- Activity
Please copy the lines below exactly, from the first one through the line showing "autodetect for text files.".

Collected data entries
::::::::

PR #184, opened 2017-09-09
validate: remove autodetect for type and add require limit

Mashimiao:
1. spec says any extra fields in json file can be ignored, so I think
we can't clearly distingish which type the text file is, we'd better remove
autodetect for text files.
2. without audotdetect, we must requrie to user to set file type for validation

### DIFF
--- a/man/oci-image-tool-validate.1.md
+++ b/man/oci-image-tool-validate.1.md
@@ -20,15 +20,15 @@ oci-image-tool validate \- Validate one or more image files
   Reference should point to a manifest or index.
   e.g. --ref name=v1.0 --ref platform.os=latest
   Only support `name`, `platform.os` and `digest` three cases.
-  Only applicable if type is image or imageLayout.
+  Only applicable if type is image.
 
 **--type**=""
-  Type of the file to validate. If unset, oci-image-tool will try to auto-detect the type. One of "imageLayout,image,imageZip,manifest,imageIndex,config"
+  Type of the file to validate. One of "image,manifest,imageIndex,config"
 
 # EXAMPLES
 ```
 $ skopeo copy docker://busybox oci:busybox-oci:latest
-$ oci-image-tool validate --type imageLayout --ref name=latest busybox-oci
+$ oci-image-tool validate --type image --ref name=latest busybox-oci
 busybox-oci: OK
 ```
 
--- a/cmd/oci-create-runtime-bundle/oci-create-runtime-bundle.1.md
+++ b/cmd/oci-create-runtime-bundle/oci-create-runtime-bundle.1.md
@@ -1,0 +1,46 @@
+% OCI(1) OCI-CREATE-RUNTIME-BUNDLE User Manuals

::::::::

- The answer
PR #184, opened 2017-09-09
validate: remove autodetect for type and add require limit

Mashimiao:
1. spec says any extra fields in json file can be ignored, so I think
we can't clearly distingish which type the text file is, we'd better remove
autodetect for text files.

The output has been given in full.